Tax Saving Tips: 1031 Exchange

Tax Saving Tips

As a landlord, it’s important to take advantage of any money and tax saving options you have available to you. One benefit you may find useful is the 1031 exchange, which can help you defer taxes. The more you know about the 1031 exchange entails, the better you’ll understand if this tax deferral is something you can take advantage of.

What Is a 1031 Exchange?

A 1031 exchange is a tax-payer tool that is used to swap one investment for a similar one and defer paying capital gains taxes. A 1031 exchange allows taxpayers to have limited taxes or no tax dues at all when the exchange is occurring, so long as the swap meets the 1031 requirements.

This exchange is beneficial regarding tax, investments, and estate planning. In terms of investments, a 1031 exchange can help you avoid capital gains throughout your life so long as you follow the mandated regulations.

Qualifications

To do a 1031 exchange, the investment needs to be a real estate property that’s held for investment or business use. Your personal residence would not qualify. If you live in your vacation or second home, these wouldn’t qualify either. It’s important to consult a tax expert to determine their usage given the usage test listed in the tax code. Developing land or resale property purchases do not qualify either. 

When to Do a 1031 Exchange

Use a 1031 exchange when you want to sell a business or investment property for gain and avoid paying taxes on it. Here are some circumstances where you can use this exchange:

  • When you own a rental property that’s worth more than the initial purchase price
  • When you want to diversify your assets
  • When you want a managed property rather than one you’d have to manage yourself
  • When you want to consolidate properties into one
  • When you want to divide one property into several assets
  • When you want to avoid an increase in taxable income from depreciation recapture

How to Do a 1031 Exchange

Follow these steps to successfully perform a 1031 exchange:

1. List Your Property for Sale

After determining you want to perform a 1031 exchange, you need to list your property for sale. It’s important that the buyer of your property understands your desire to do a 1031 exchange.

2. Find a Replacement Property

Once your property sells, you have 45 days to identify a new property. Begin your search for a like-kind property as soon as possible to ensure you meet the deadline.

3. Find an Intermediary

Next, you need to find a qualified intermediary to handle consultations with the title company and other work. This can be an independent third party. The intermediary should not have any relation to you.

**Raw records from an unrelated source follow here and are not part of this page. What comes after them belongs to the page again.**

PR #1144, opened 2026-02-17
cachyos-rate-mirrors: Add fallback in case geoip.kde.org is down

ptr1337:
geoip.kde.org was today down resulted into failed ranking of the mirrors as well as issues at installation. Add fallback

### DIFF
--- a/cachyos-rate-mirrors/cachyos-rate-mirrors
+++ b/cachyos-rate-mirrors/cachyos-rate-mirrors
@@ -104,7 +104,12 @@ rate_repository_mirrors() {
 
 # Prefer mirrors that are geographically close, especially in countries that
 # have regional blockages
-country="$(curl --connect-timeout 10 -sSL 'https://geoip.kde.org/v1/ubiquity' | grep -Po '<CountryCode>\K([A-Z]{2})')"
+country="$(curl --connect-timeout 10 -sSL 'https://geoip.kde.org/v1/ubiquity' 2>/dev/null | grep -Po '<CountryCode>\K([A-Z]{2})')"
+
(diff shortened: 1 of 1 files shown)


cachyos-rate-mirrors/cachyos-rate-mirrors
```diff
@@ -104,7 +104,12 @@ rate_repository_mirrors() {
 
 # Prefer mirrors that are geographically close, especially in countries that
 # have regional blockages
-country="$(curl --connect-timeout 10 -sSL 'https://geoip.kde.org/v1/ubiquity' | grep -Po '<CountryCode>\K([A-Z]{2})')"
+country="$(curl --connect-timeout 10 -sSL 'https://geoip.kde.org/v1/ubiquity' 2>/dev/null | grep -Po '<CountryCode>\K([A-Z]{2})')"
+
+# Fallback to ifconfig.co if KDE GeoIP is unavailable
+if [ -z "$country" ]; then
+    country="$(curl --connect-timeout 10 -sSL 'https://ifconfig.co/country-iso' 2>/dev/null | grep -Po '^[A-Z]{2}$')"
```
ventureoo, line 111:
```suggestion
    country="$(curl --connect-timeout 10 -sSL 'https://ifconfig.co/country-iso' 2>/dev/null')"
```
Grepping here seems unnecessary, it's already in ISO format.

ptr1337:
> Maybe use it by default since it's specialized service unlike `geoip.kde.org`?

Mhm, KDE.org would likely do less logging and information storage then ifconfig.co. But yeah, maybe we can change. I check their privacy policy

Issue #1147, opened 2026-02-20
Improved user experience of cachyos-rate-mirrors in China


lingdiansr:
Hi, I'm a Cahyos user from China, and I really appreciate the performance and ease-of-use improvements Cahyos has made. However, due to the Great Firewall of China, accessing international networks is often difficult. This causes a lot of trouble for me and other Chinese users, especially in terms of installation.

I noticed that `cachyos-rate-mirrors` uses `rate-mirrors` to optimize software sources. While I like this tool, its algorithm isn't well-suited for the network environment in mainland China.

I hope that `cachyos-rate-mirrors` can test mirror sources from mainland China only for `CN` users, thereby improving the ease of daily use and installation of the system.

In addition, [CDN77](https://github.com/CachyOS/CachyOS-PKGBUILDS/blob/6bf18aac13c195a3ac74b37cc09c2b687a09b4f8/cachyos-rate-mirrors/cachyos-rate-mirrors#L139)'s availability in mainland China is not high, so it is hoped that this mirror will not be inserted into `CN`.

**Solution**:
According to the help information for `rate-mirrors`, we can set `RATE_MIRRORS_COUNTRY_NEIGHBORS_PER_COUNTRY=0` to allow `CN` users to only test mirrors within their own country and not to explore neighboring mirrors, and set `RATE_MIRRORS_COUNTRY_TEST_MIRRORS_PER_COUNTRY=50` to test all mirrors within the country to ensure that multiple mirrors are available.
Regarding the CDN77 issue, i hope to add a condition in [here](https://github.com/CachyOS/CachyOS-PKGBUILDS/blob/6bf18aac13c195a3ac74b37cc09c2b687a09b4f8/cachyos-rate-mirrors/cachyos-rate-mirrors#L138) for determining the `CN` region to prevent the mirror from being inserted.

lingdiansr:
> I think we could try adding an equal workaround as we do with Russian country.

I created a PR #1148 , tested on my machine, able to pick only the Chinese mirror and not affect other regions.
Please check if there are any issues I may have overlooked.

PR #1148, opened 2026-02-20
Fix-cachyos-rate-mirrors-in-china

lingdiansr:
#1147


lingdiansr:
> Is china able to access the geoip.kde.org or https://ifconfig.co/country-iso

All can successfully obtain the country code.

PR #1152, opened 2026-02-21
github: Add issue template

ptr1337:
This adds issue templates for bugreports, package requests and package updates. Each on their own.

We **maybe** want to allow blank issues, but I think we could try it without and see how the reporters and users like it.

Its mostly templates and the user just selected them and types them in how they want.

They can be viewed here:
https://github.com/CachyOS/CachyOS-PKGBUILDS/blob/issue-template/.github/ISSUE_TEMPLATE/bug_report.yml

### DIFF
--- a/.github/ISSUE_TEMPLATE/bug_report.yml
+++ b/.github/ISSUE_TEMPLATE/bug_report.yml
@@ -7,7 +7,7 @@ body:
   - type: markdown
     attributes:
       value: |
-        Please fill out this form as completely as possible. Incomplete reports are harder to act on.
+        Please fill out this form as completely as possible. Incomplete reports are harder to act on + If AI is used, please make sure that you're confident in its output. Bad reports will be closed and ignored.
 
   - type: input
     id: package
@@ -43,7 +43,7 @@ body:
     id: description
     attributes:
       label: Description
-      description: A clear and concise description of what the bug is.
+      description: A clear and concise description of what the bug is. Please avoid AI summaries as they might assume things that are not present.
     validations:
       required: true
 
--- a/.github/ISSUE_TEMPLATE/package_request.yml
+++ b/.github/ISSUE_TEMPLATE/package_request.yml
@@ -7,8 +7,7 @@ body:
   - type: markdown
     attributes:
       value: |
-        Before opening a request, please check that the package is not already present in this repository
-        or in the official Arch Linux / AUR repositories.
+        Before opening a request, please check that the package is not already present in this repository. Use https://packages.cachyos.org
 
   - type: input
     id: package


.github/ISSUE_TEMPLATE/bug_report.yml
```diff
@@ -0,0 +1,83 @@
...
+  - type: textarea
+    id: bugreport
+    attributes:
+      label: CachyOS bug report
+      description: |
+        Run `sudo cachyos-bugreport.sh` and paste the URL to the uploaded log here.
+        The script collects system information and uploads it automatically — only the link is needed.
+      placeholder: https://paste.cachyos.org/...
+    validations:
+      required: true
```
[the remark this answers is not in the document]
ptr1337: Yeah, youre right

.github/ISSUE_TEMPLATE/bug_report.yml
```diff
@@ -0,0 +1,85 @@
+name: Bug Report
+description: Report a broken or misbehaving package
+title: "[Bug]: "
+labels: ["bug"]
+assignees: [ptr1337, vnepogodin, 1Naim, ventueroo]
+body:
+  - type: markdown
+    attributes:
+      value: |
+        Please fill out this form as completely as possible. Incomplete reports are harder to act on.
```
azdanov: `Please fill out this form as completely as possible. Incomplete reports are harder to act on.` + If AI is used, please make sure that you're confident in its output. Bad reports will be closed and ignored.

.github/ISSUE_TEMPLATE/bug_report.yml
```diff
@@ -0,0 +1,85 @@
...
+        - Packaging error (wrong deps, missing files, etc.)
+        - Other
+    validations:
+      required: true
+
+  - type: textarea
+    id: description
+    attributes:
+      label: Description
+      description: A clear and concise description of what the bug is.
```
azdanov: `A clear and concise description of what the bug is.` + Please avoid AI summaries as they might assume things that are not present.

.github/ISSUE_TEMPLATE/package_request.yml
```diff
@@ -0,0 +1,55 @@
+name: New Package Request
+description: Request a new package to be added to the repository
+title: "[Package Request]: "
+labels: ["package request"]
+assignees: [ptr1337, vnepogodin, 1Naim, ventueroo]
+body:
+  - type: markdown
+    attributes:
+      value: |
+        Before opening a request, please check that the package is not already present in this repository
```
azdanov: `the package is not already present`

Does this mean that if it's in AUR, then can't add? Phrasing of the whole sentence is confusing to me.

azdanov (approved):
:shipit:

.github/ISSUE_TEMPLATE/package_request.yml
ptr1337: More about to check if its already in packages.cachyos.org

PR #1169, opened 2026-02-26
mesa: one more try

ptr1337:
This follows the packaging we have in the "cachyos-testing" repository right now, which has been tested by users having issues with the yesterday's mesa.

It keeps the icd files for each architecutre.

The only diff, compared to the cachyos-testing package is that the rust depends has been updated.

### DIFF
--- a/mesa/mesa/PKGBUILD
+++ b/mesa/mesa/PKGBUILD
@@ -360,7 +360,7 @@ package_mesa() {
     _pick vkintel $libdir/libvulkan_intel{,_hasvk}.so
 
     _pick vkkosmic $libdir/libvulkan_kosmickrisp.so
-    _pick vkkosmic $icddir/kosmickrisp_mesa_icd.json
+    _pick vkkosmic $icddir/kosmickrisp_mesa_icd.*.json
 
     _pick vknvidia $icddir/nouveau_icd.*.json
     _pick vknvidia $libdir/libvulkan_nouveau.so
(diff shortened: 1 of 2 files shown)


mesa/mesa/PKGBUILD
```diff
@@ -123,7 +125,7 @@ declare -A _crates=(
   errno            0.3.12
   hashbrown        0.14.1
   indexmap         2.2.6
-  libc             0.2.168
+  libc             0.2.171
```
1Naim, line 128: Should stay at 0.2.168 https://gitlab.freedesktop.org/mesa/mesa/-/blob/staging/26.0/subprojects/packagefiles/libc-0.2-rs/meson.build?ref_type=heads#L7

mesa/mesa/PKGBUILD
```diff
@@ -349,6 +359,9 @@ package_mesa() {
     _pick vkintel $icddir/intel{,_hasvk}_icd.*.json
     _pick vkintel $libdir/libvulkan_intel{,_hasvk}.so
 
+    _pick vkkosmic $libdir/libvulkan_kosmickrisp.so
+    _pick vkkosmic $icddir/kosmickrisp_mesa_icd.json
```
1Naim: Don't we still have the arch dependent suffixes?

mesa/mesa/PKGBUILD
ptr1337: Mhm, thats questionable why arch set this. I look executing this weird script inside the pkgbuild

PR #1513, opened 2026-06-19
proton-cachyos-{native,slr}: version 11.0-20260602-3

loathingKernel:
* Removed `proton-cachyos`
* Added `proton-cachyos-native` providing `proton-cachyos` and replacing `proton-cachyos`
* Kept `proton-cachyos-slr` as-is providing `proton-cachyos` and replacing `proton-cachyos`

This will need for the `proton-cachyos` package to be removed from the repos to work.

Removed `lib32-lzo` dependency coming from AUR which can be dropped if it's not needed by anything else. Added a few 32bit dependencies from the repos.

Todo: wiki package names

Drafted until reviewed for the packaging changes


loathingKernel:
On second thought, anyone that has installed `proton-cachyos` until now, already knows about it. So let's transition them to the new `proton-cachyos-native`package. Both `proton-cachyos-native` and `proton-cachyos-slr` have `replaces=proton-cachyos` to prepare for an eventual removal of the native one if it comes to that.

loathingKernel:
@ptr1337 bump

PR #1519, opened 2026-06-20
Set paru's RepoOnly option

namesarebloat:
Arch, which is significantly less often recommend to and used by linux beginners, won't even allow AUR helpers in its repos, let alone install one by default. CachyOS should put up at least this tiny barrier between the AUR and people who absolutely shouldn't get their packages from it. Not sure if that's the correct way to do that though.

### DIFF
--- a/paru/PKGBUILD
+++ b/paru/PKGBUILD
@@ -59,4 +59,5 @@ package() {
 
   install -d "$pkgdir/usr/share/"
   cp -r locale "$pkgdir/usr/share/"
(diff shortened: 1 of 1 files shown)


1Naim:
This defeats the purpose of shipping `paru` installed by default. If we want to have this 'tiny barrier', then we should not install an AUR helper at all.

simiscoool-afk:
paru is not installed by default and has been replaced by shelly which brings with it a extra warning to enable the AUR and some basic pkgbuild scanning.

1Naim:
Then there's even less purpose for this PR. Closing.

PR #1527, opened 2026-06-23
[cachyos-rate-mirrors] RandomizedDelaySec + more elegant synthax 

Mattyan89:
As it is now, if the system is off when the timer would have fired, the service starts immediately after boot. 
Re-added RandomizedDelaySec (since this option is carried to the next boot) to further delay it (1h maximum) and avoid any problems.
Also, cleaner synthax for OnCalendar (funcionally the same).


Mattyan89:
I messed up, I'll make a new PR

PR #1537, opened 2026-06-26
cachyos-settings: migrate X11 keyboard layout via localectl

ptr1337:
Move existing /etc/X11/xorg.conf.d/00-keyboard.conf keymap settings into systemd-localed when the localectl X11 layout is still unset. Run the migration on install and upgrade, and mark it as completed afterward.

### DIFF
--- a/cachyos-settings/cachyos-settings.install
+++ b/cachyos-settings/cachyos-settings.install
@@ -14,7 +14,7 @@ migrate_keyboard_layout() {
 
     layout=$(awk -F'"' '/^[[:space:]]*Option[[:space:]]+"XkbLayout"/ { gsub(/^[[:space:]]+|[[:space:]]+$/, "", $4); print $4; exit }' "$x11_conf")
     model=$(awk -F'"' '/^[[:space:]]*Option[[:space:]]+"XkbModel"/ { gsub(/^[[:space:]]+|[[:space:]]+$/, "", $4); print $4; exit }' "$x11_conf")
-    variant=$(awk -F'"' '/^[[:space:]]*Option[[:space:]]+"XkbVariant"/ { print $4; exit }' "$x11_conf")
+    variant=$(awk -F'"' '/^[[:space:]]*Option[[:space:]]+"XkbVariant"/ { gsub(/^[[:space:]]+|[[:space:]]+$/, "", $4); print $4; exit }' "$x11_conf")
     options=$(awk -F'"' '/^[[:space:]]*Option[[:space:]]+"XkbOptions"/ { print $4; exit }' "$x11_conf")
 
     [[ -n "$layout" ]] || return 0
--- a/cachyos-settings/cachyos-settings.install
+++ b/cachyos-settings/cachyos-settings.install
@@ -15,7 +15,7 @@ migrate_keyboard_layout() {
     layout=$(awk -F'"' '/^[[:space:]]*Option[[:space:]]+"XkbLayout"/ { gsub(/^[[:space:]]+|[[:space:]]+$/, "", $4); print $4; exit }' "$x11_conf")
     model=$(awk -F'"' '/^[[:space:]]*Option[[:space:]]+"XkbModel"/ { gsub(/^[[:space:]]+|[[:space:]]+$/, "", $4); print $4; exit }' "$x11_conf")
     variant=$(awk -F'"' '/^[[:space:]]*Option[[:space:]]+"XkbVariant"/ { gsub(/^[[:space:]]+|[[:space:]]+$/, "", $4); print $4; exit }' "$x11_conf")
-    options=$(awk -F'"' '/^[[:space:]]*Option[[:space:]]+"XkbOptions"/ { print $4; exit }' "$x11_conf")
+    options=$(awk -F'"' '/^[[:space:]]*Option[[:space:]]+"XkbOptions"/ { gsub(/^[[:space:]]+|[[:space:]]+$/, "", $4); print $4; exit }' "$x11_conf")
 
     [[ -n "$layout" ]] || return 0
     [[ -n "$model" ]] || model="pc105"
--- a/cachyos-settings/cachyos-settings.install
+++ b/cachyos-settings/cachyos-settings.install
@@ -20,7 +20,7 @@ migrate_keyboard_layout() {
     [[ -n "$layout" ]] || return 0
     [[ -n "$model" ]] || model="pc105"
 
-        localectl set-x11-keymap "$layout" "$model" "$variant" "$options" || return 0
+    localectl set-x11-keymap "$layout" "$model" "$variant" "$options" || return 0
     elif [[ -n "$variant" ]]; then
         localectl set-x11-keymap "$layout" "$model" "$variant" || return 0
     else
--- a/cachyos-settings/cachyos-settings.install
+++ b/cachyos-settings/cachyos-settings.install
@@ -22,7 +22,6 @@ migrate_keyboard_layout() {
     localectl set-x11-keymap "$layout" "$model" "$variant" "$options" || return 0
         localectl set-x11-keymap "$layout" "$model" "$variant" || return 0
     else
-    fi
 
     install -Dm644 /dev/null "$marker" 2>/dev/null || return 0
 }
--- a/cachyos-settings/cachyos-settings.install
+++ b/cachyos-settings/cachyos-settings.install
@@ -42,5 +42,7 @@ post_upgrade() {
             systemctl restart "$service"
         fi
     done
-    migrate_keyboard_layout
+    if (( $(vercmp "$2" 1:1.3.5-2) < 0 )) && (( $(vercmp "$2" 1:1.3.5-1) >= 0 )); then
+        migrate_keyboard_layout
+    fi
 }
--- a/cachyos-settings/cachyos-settings.install
+++ b/cachyos-settings/cachyos-settings.install
@@ -20,7 +20,6 @@ migrate_keyboard_layout() {
     [[ -n "$layout" ]] || return 0
 
     localectl set-x11-keymap "$layout" "$model" "$variant" "$options" || return 0
-        localectl set-x11-keymap "$layout" "$model" "$variant" || return 0
 
     install -Dm644 /dev/null "$marker" 2>/dev/null || return 0
 }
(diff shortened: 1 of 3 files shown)


ptr1337:
@vnepogodin Please review as soon as possible to avoid further interuption.

cachyos-settings/cachyos-settings.install
```diff
@@ -1,5 +1,36 @@
...
+    local status layout model variant options
+
+    [[ -e "$marker" ]] && return 0
+    [[ -r "$x11_conf" ]] || return 0
+    status=$(localectl status 2>/dev/null) || return 0
+    if ! grep -q '^[[:space:]]*X11 Layout:[[:space:]]*(unset)' <<< "$status"; then
+        return 0
+    fi
+
+    layout=$(awk -F'"' '/^[[:space:]]*Option[[:space:]]+"XkbLayout"/ { print $4; exit }' "$x11_conf")
```
vnepogodin:
```suggestion
    layout=$(awk -F'"' '/^[[:space:]]*Option[[:space:]]+"XkbLayout"/ { gsub(/^[[:space:]]+|[[:space:]]+$/, "", $4); print $4; exit }' "$x11_conf")
```

cachyos-settings/cachyos-settings.install
```diff
@@ -1,5 +1,36 @@
...
+    model=$(awk -F'"' '/^[[:space:]]*Option[[:space:]]+"XkbModel"/ { print $4; exit }' "$x11_conf")
```
vnepogodin:
```suggestion
    model=$(awk -F'"' '/^[[:space:]]*Option[[:space:]]+"XkbModel"/ { gsub(/^[[:space:]]+|[[:space:]]+$/, "", $4); print $4; exit }' "$x11_conf")
```

cachyos-settings/cachyos-settings.install
```diff
@@ -1,5 +1,36 @@
...
+    variant=$(awk -F'"' '/^[[:space:]]*Option[[:space:]]+"XkbVariant"/ { print $4; exit }' "$x11_conf")
```
vnepogodin:
```suggestion
    variant=$(awk -F'"' '/^[[:space:]]*Option[[:space:]]+"XkbVariant"/ { gsub(/^[[:space:]]+|[[:space:]]+$/, "", $4); print $4; exit }' "$x11_conf")
```

cachyos-settings/cachyos-settings.install
```diff
@@ -1,5 +1,36 @@
...
+    options=$(awk -F'"' '/^[[:space:]]*Option[[:space:]]+"XkbOptions"/ { print $4; exit }' "$x11_conf")
```
vnepogodin:
```suggestion
    options=$(awk -F'"' '/^[[:space:]]*Option[[:space:]]+"XkbOptions"/ { gsub(/^[[:space:]]+|[[:space:]]+$/, "", $4); print $4; exit }' "$x11_conf")
```

cachyos-settings/cachyos-settings.install
```diff
@@ -1,5 +1,36 @@
...
+
+    [[ -n "$layout" ]] || return 0
+    [[ -n "$model" ]] || model="pc105"
```
vnepogodin:
```suggestion
```

cachyos-settings/cachyos-settings.install
```diff
@@ -1,5 +1,36 @@
...
+
+    if [[ -n "$options" ]]; then
```
vnepogodin:
```suggestion
```

cachyos-settings/cachyos-settings.install
```diff
@@ -1,5 +1,36 @@
...
+        localectl set-x11-keymap "$layout" "$model" "$variant" "$options" || return 0
```
vnepogodin:
```suggestion
    localectl set-x11-keymap "$layout" "$model" "$variant" "$options" || return 0
```

cachyos-settings/cachyos-settings.install
```diff
@@ -1,5 +1,36 @@
...
+    elif [[ -n "$variant" ]]; then
```
vnepogodin:
```suggestion
```

cachyos-settings/cachyos-settings.install
```diff
@@ -1,5 +1,36 @@
...
+        localectl set-x11-keymap "$layout" "$model" "$variant" || return 0
```
vnepogodin:
```suggestion
```

cachyos-settings/cachyos-settings.install
```diff
@@ -1,5 +1,36 @@
...
+    else
```
vnepogodin:
```suggestion

```

cachyos-settings/cachyos-settings.install
```diff
@@ -1,5 +1,36 @@
...
+        localectl set-x11-keymap "$layout" "$model" || return 0
```
vnepogodin:
```suggestion
```

cachyos-settings/cachyos-settings.install
```diff
@@ -1,5 +1,36 @@
...
+    fi
```
vnepogodin:
```suggestion

```

vnepogodin (commented):
I really don't like like using these ugly awk parsers

ptr1337:
> I really don't like like using these ugly awk parsers

How you want to have it done?

vnepogodin:
> > I really don't like like using these ugly awk parsers
> 
> How you want to have it done?

application/lib with such functionality instead of doing script parsing via awk. which is unrelated for our hot patch workaround

ventureoo:
Why do we need this in first place?

ptr1337:
> Why do we need this in first place?

xkeyboard-config did broke all current set layouts. Users are booting their machines and do not have any layout set and defaulting to US Layout.

This resulting into that many users can not login anymore, its also mentioned in commit msg

ptr1337:
We got alone since today morning likely 30-50 reports about this issue.

cachyos-settings/cachyos-settings.install
```diff
@@ -1,5 +1,29 @@
...
+    local status layout model variant options
+
+    [[ -e "$marker" ]] && return 0
+    [[ -r "$x11_conf" ]] || return 0
+    status=$(localectl status 2>/dev/null) || return 0
+    if ! grep -q '^[[:space:]]*X11 Layout:[[:space:]]*(unset)' <<< "$status"; then
+        return 0
+    fi
+
+    layout=$(awk -F'"' '/^[[:space:]]*Option[[:space:]]+"XkbLayout"/ { gsub(/^[[:space:]]+|[[:space:]]+$/, "", $4); print $4; exit }' "$x11_conf")
```
ventureoo, line 13: Can't we use `setxkbmap -query` instead of awk on Xorg config?

vnepogodin:
well we can't use localectl for new installs as it needs dbus

cachyos-settings/cachyos-settings.install
ptr1337: No, this does not work, when there is no x11 enviroment available

Also, we want to migrate the legacy config

ptr1337: Also tested right now on my machine and this does not work. It returns US Layout:
```
~/p/c/CachyOS-Live-ISO master• 28m 37.8s ❱ setxkbmap -query
WARNING: Running setxkbmap against an Xwayland server
rules:      evdev
model:      pc105
layout:     us
```

ventureoo: > No, this does not work, when there is no x11 enviroment available
> 
> Also, we want to migrate the legacy config

The issue is that you are quering only one fixed path configuration, which doesn’t take into account other user settings.

ptr1337:
> well we can't use localectl for new installs as it needs dbus

New installs are not affected, since it only runs on post_upgrade. We can pin it a a specific cachyos-settings version

cachyos-settings/cachyos-settings.install
ptr1337: Well, it depends on the installation how we had it previously. I dont think users did overwrite this config at all

vnepogodin:
> > well we can't use localectl for new installs as it needs dbus
> 
> New installs are not affected, since it only runs on post_upgrade. We can pin it a a specific cachyos-settings version

ah you updated, for ventureoo context anyways

cachyos-settings/cachyos-settings.install
```diff
@@ -1,5 +1,29 @@
...
+    model=$(awk -F'"' '/^[[:space:]]*Option[[:space:]]+"XkbModel"/ { gsub(/^[[:space:]]+|[[:space:]]+$/, "", $4); print $4; exit }' "$x11_conf")
+    variant=$(awk -F'"' '/^[[:space:]]*Option[[:space:]]+"XkbVariant"/ { gsub(/^[[:space:]]+|[[:space:]]+$/, "", $4); print $4; exit }' "$x11_conf")
+    options=$(awk -F'"' '/^[[:space:]]*Option[[:space:]]+"XkbOptions"/ { gsub(/^[[:space:]]+|[[:space:]]+$/, "", $4); print $4; exit }' "$x11_conf")
+
+    [[ -n "$layout" ]] || return 0
+
+    localectl set-x11-keymap "$layout" "$model" "$variant" "$options" || return 0
+
+    install -Dm644 /dev/null "$marker" 2>/dev/null || return 0
```
ventureoo: I don’t think the marker is needed here, as we still only do it in case of unset

ptr1337: Yep, ill remove it. Was intended for new installations to add a marker, when calamares is fixed and rolled out, but since we can fix existing calamares anyways this can be removed.

cachyos-settings/cachyos-settings.install
ventureoo: Honestly, not a big fun of such workarounds, I would like rather revert broken upstream changes. But since issue is urgent, then fine.

ptr1337: This is not upstream broken, this is an intended change without migration path

55f536539197e25373c94dc7b8a2e80eb3548551
/usr/share/X11/xkb --> /usr/share/xkeyboard-config-2

ventureoo: So, we can’t just re-package it by adding a symlink, right?

ptr1337: I dont know, but following upstream would be better there. Tomorrow we plan to make the release and new installation are fixed too with new calamares.

We just need to migrate existing users properly, which this makes it.

PR #1546, opened 2026-06-28
cachyos-hypr-noctalia: removing some deps

Jinra:
* removed sddm to not force users to use it. instead offering it as a default dm via calamares netinstall
* removed some other deps as they're duplicated in the base install and not needed for this package


Jinra:
@ptr1337 can we please merge this before the next official iso build

PR #1560, opened 2026-07-05
cachyos-hypr-noctalia: Noctalia v5 support

Jinra:
This PR updates the package to Noctalia v5


Jinra:
@ptr1337 :pray:

ptr1337:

4. Accept an Offer On the Property

Prior to accepting an offer, ensure the purchaser of your property knows that you’re doing a 1031 exchange. They must also comply with the terms of the 1031 exchange by signing off on certain paperwork. Once you’ve found a buyer that will comply, you can accept an offer on the property. 

5. Close the Sale of the Property You’re Selling

The title company or attorney and your intermediary will handle the closing process. Once the sale is complete, the money will go to their account rather than yours since you cannot have possession of it during this step.

6. Identify the New Property

Next, you need to identify the new property. You have 45 days from your old property’s sale to do this. You can identify up to three properties.

7. Sign a Contract

Once you’ve selected the property or properties you want to purchase, get it under contract and open escrow. The seller of the property you’re purchasing needs to know that you’re doing a 1031 exchange. If you choose to, you can also go under contract on three properties and back out on the ones you’re no longer interested in later on. This would use the contingency clause.

8. Allow Your Intermediary to Consult With the Title Company

During this step, you, your intermediary, and your agent will ensure all paperwork is complete. This is an important step in the 1031 exchange process as the swap nears completion.

9. Close On the Replacement Property

During this final step, the intermediary sends your money to the title company or attorney. The sale closes and taxes do not need to be paid.

1031 Exchange Rules

The 1031 exchange does not impose a limit on how many times a taxpayer can use it, though there are regulations you need to meet to take advantage of the tax deferment. Here are the rules and regulations you need to follow:

  • Time: You have 45 days to identify a new property, starting the day of the existing property’s sale. This is the identification period. In addition, you need to complete the exchange no later than 180 days after the exchanged property’s sale. This is the exchange period. 
  • Title: The taxpayer listed on the old property and new property needs to be the same. 
  • Intermediary: The 1031 exchange does not allow sellers to have access to the money during the sale. A qualified intermediary such as an independent third party needs access instead.
  • Ownership timeline: Both the property you are selling and the property you are buying cannot be under your ownership during the same time.
  • Reinvestment: Rather than reinvesting 100% of the proceeds into another property, you can perform a partial exchange. You also have the option to have multiple replacement properties.
  • Like-kind property: To comply with a 1031 exchange, the two properties — the one you’re selling and the one you’re purchasing — need to be similar. 

If you own a property that is worth more than what you paid for, consider using a 1031 exchange. This tax deferral tool can help you save a substantial amount of money on taxes that you would have otherwise had to pay.